3. Train the Logistic Regression Model

Now, we’ll train the Logistic Regression model using the training set.

from sklearn.linear_model import LogisticRegression

# Initialize the logistic regression model
model = LogisticRegression(max_iter=1000)

# Train the model on the training data
model.fit(X_train, y_train)

# Display the learned coefficients and intercept
print(f"Coefficients: {model.coef_}")
print(f"Intercept: {model.intercept_}")

Explanation:

• We initialize the LogisticRegression model with max_iter=1000 to ensure enough iterations for convergence.
• The model learns the coefficients $\beta_1, \beta_2, \dots, \beta_n$ and the intercept $\beta_0$ from the training data.

---

4. Evaluate the Model

After training, we need to evaluate how well the model performs on the test set. We will calculate accuracy and examine the confusion matrix, precision, recall, and F1-score.

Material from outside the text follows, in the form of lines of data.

PR #13959, opened 2026-08-25
fix(rum): restore RUM-traces correlation for zero-stripped trace ids

omkarK06:
## Problem

RUM-to-traces correlation stopped working after the browser SDK 0.4.x line. The SDK's identifiers became plain `BigInt`, so the unchanged `toString(16)` serialization silently started dropping leading zeros. Trace ids are UUIDv7-shaped (48-bit ms timestamp in the top bits), so the leading hex nibble is always zero today — effectively every RUM event stored a 31-char `_oo_trace_id`/`_o2_trace_id` while the traces stream stores the padded 32-char `trace_id` (the `traceparent` header was padded correctly, so backend traces have the full id). Exact-match correlation could never hit, in either direction.

Verified against live data: for sampled traced requests, `'0' + stored_id` found the backend trace every time; the stored id never did.

## Fix (frontend compatibility layer)

Works for the already-ingested short ids **and** for correct ids from the fixed SDK:

- `utils/rum/fields.ts`: `normalizeTraceId` (pads to canonical 32-char hex), `traceIdLookupVariants` (padded + legacy zero-stripped forms), `rumFieldEqualsAnySql` (matches both namespace spellings x both id forms), and a shared `RUM_CORRELATION_TRACES_STREAM` constant replacing four scattered "default" literals.
- `useRumSpanBuilder`: trace→RUM lookup queries both id forms; canonical id stamped on generated RUM spans.
- `useTraceCorrelation`: backend-span query now targets the real `default` traces stream (was a nonexistent `_traces` stream) as `page_type: "traces"` (was `"logs"`), with the padded id.
- `EventDetailDrawerContent`: trace navigation pads the id before building the route.
- `PlayerTracesTab`: the session Traces tab canonicalizes ids before the traces-stream metadata join (rows were silently dropped).
- `ErrorViewer`: error correlation card receives the padded id; implausible (non-hex) ids hide the card instead of showing a misleading empty state.
- `package.json`: browser SDK bumped to 0.4.2-beta.3, which serializes trace/span ids as fixed-width canonical hex at the source (resolved `browser-rum-core` verified at 0.4.2-beta.3).

## Testing

- New unit coverage: `fields.spec.ts` (16 tests) plus regression tests in each touched spec (legacy 31-char id fixtures asserting padded 32-char behavior); full RUM/traces suites green (53 files, 1971 passed).
- Live-verified against real data: a trace from the broken window renders the full RUM hierarchy (Session→View→Action→Resource + backend spans) where the old code showed backend spans only; pre-regression sessions still correlate (no behavior change for correct ids).
- `npm run lint` and `npm run type-check` clean.

### DIFF
--- a/web/package-lock.json
+++ b/web/package-lock.json
@@ -11,8 +11,8 @@
       "dependencies": {
         "@esbuild-plugins/node-globals-polyfill": "^0.2.3",
         "@joakimono/echarts-extension-leaflet": "^1.1.0",
-        "@openobserve/browser-logs": "0.4.2-beta.2",
-        "@openobserve/browser-rum": "0.4.2-beta.2",
+        "@openobserve/browser-logs": "0.4.2-beta.3",
+        "@openobserve/browser-rum": "0.4.2-beta.3",
         "@openobserve/node-sql-parser": "^0.1.5",
         "@openobserve/rrweb-player": "^0.2.1",
         "@rudderstack/analytics-js": "3.6.0",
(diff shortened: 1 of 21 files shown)


Shrinath-O2:


- `GeneralTests/model-pricing.spec.js`

No ENT counterpart — built against ENT `main`. · [ENT run](https://github.com/openobserve/o2-enterprise/actions/runs/32926495448)

nikhilsaikethe (approved):

bjp232004 (approved):

Shrinath-O2:
### 🤖 E2E Council

- **Edition:** oss
- **Needs E2E:** true
- **Skip:** false
- **Feature:** RUM Correlated Traces Stream (area: RUM)
- **Would write:** `tests/ui-testing/playwright-tests/RUM/rumTraceCorrelation.spec.js`

**EDITION: OSS** — All 21 changed files live under web/ (web/package*.json and web/src/**), which is the open-source Vue frontend. No path is under enterprise/, src/enterprise/, or any enterprise-owned directory, and no enterprise keywords (SSO/SAML/RBAC/SDR/cipher/logo-management) appear in the changed paths or symbols. The change is an OSS RUM (Real User Monitoring) frontend improvement.

**SKIP: No** — Not skipped. The diff alters user-facing RUM UI flows (Session Player Traces tab, Event Detail 'view trace' navigation, Error Viewer trace-correlation card), and there is no tests-added label or skip comment in the trigger context. It is not docs-only or CI-only.

**E2E WARRANTED: Yes** — E2E is warranted: the change introduces a new traces-stream discovery mechanism (useCorrelatedTracesStream) and trace-id canonicalization that changes how RUM surfaces resolve which stream a trace lives in. A user can now see the Traces tab list traces across multiple named streams, open trace details in the correct stream from the event drawer, and get a correctly-linked trace-correlation card in the Error Viewer — all user-visible behavior worth verifying end-to-end.

**AREA: RUM** — The bulk of the changes live in web/src/views/RUM/ErrorViewer.vue, web/src/components/rum/, web/src/composables/rum/, and web/src/utils/rum/fields.ts — the RUM product area. There is no existing RUM test folder in the Playwright matrix, so this establishes a new RUM area.

**GROUP: RUM** — No existing matrix shard covers RUM/session-player flows (the matrix only has Logs/Metrics/Traces/Dashboards/Alerts/Pipelines/Streams/GeneralTests/etc.). A new 'RUM' testfolder group is proposed; the Engineer must add this shard (and its run_files) to the ci-matrix JSON before the spec can be picked up.

**EXISTING TESTS: No** — No E2E specs in the diff — every .spec.ts changed/added here (EventDetailDrawerContent.spec.ts, PlayerEventsSidebar.spec.ts, PlayerTracesTab.spec.ts, useCorrelatedTracesStream.spec.ts, useRumSpanBuilder.spec.ts, useTraceCorrelation.spec.ts, stores/index.spec.ts, utils/rum/fields.spec.ts, views/RUM/ErrorViewer.spec.ts) is a Vitest unit test under web/src/**, not a Playwright spec under tests/ui-testing/playwright-tests/. No Playwright E2E coverage for the new feature exists.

from sklearn.metrics import accuracy_score, confusion_matrix, classification_report

# Predict the labels for the test set
y_pred = model.predict(X_test)

# Calculate accuracy
accuracy = accuracy_score(y_test, y_pred)
print(f"Accuracy: {accuracy * 100:.2f}%")

# Generate the confusion matrix
conf_matrix = confusion_matrix(y_test, y_pred)
print("Confusion Matrix:")
print(conf_matrix)

# Print the classification report
class_report = classification_report(y_test, y_pred)
print("Classification Report:")
print(class_report)

Evaluation Metrics:

• Accuracy: The percentage of correctly predicted labels.
• Confusion Matrix: Shows the true positives, true negatives, false positives, and false negatives.
• Precision: The ratio of true positives to all predicted positives.
• Recall: The ratio of true positives to all actual positives.
• F1-Score: The harmonic mean of precision and recall.

Example Output (Interpretation):

• Accuracy: Measures overall performance, but may be misleading in imbalanced datasets.
• Confusion Matrix: Gives a clearer picture of where the model is making errors (e.g., false positives and false negatives).
• Precision, Recall, F1-Score: These metrics are especially useful in cases of class imbalance.

---

5. Make Predictions on New Data

Finally, let’s use the trained logistic regression model to make predictions on new, unseen data.

# New data (example of a single data point)
new_data = [[6, 148, 72, 35, 0, 33.6, 0.627, 50]]  # Example input

# Predict whether the person has diabetes or not
predicted_outcome = model.predict(new_data)

# Predict the probability that the person has diabetes
predicted_proba = model.predict_proba(new_data)

print(f"Predicted Outcome: {'Diabetic' if predicted_outcome[0] == 1 else 'Not Diabetic'}")
print(f"Probability of being Diabetic: {predicted_proba[0][1] * 100:.2f}%")

Explanation:

• We create an example new data point to predict whether the person is diabetic.
• The predict method returns the predicted class (0 or 1), and predict_proba gives the probability of each class.

---

Summary

In this section, we walked through the process of using Logistic Regression with scikit-learn to classify diabetes in the Pima Indians Diabetes dataset. We covered:

• Loading and exploring the dataset.
• Splitting the data into training and testing sets.
• Training a logistic regression model.
• Evaluating the model using accuracy, confusion matrix, and classification report.
• Making predictions on new data.

This tutorial demonstrates how easy and effective logistic regression can be for solving binary classification problems. In the next sections, we will explore how to implement logistic regression using other machine learning libraries such as TensorFlow and PyTorch.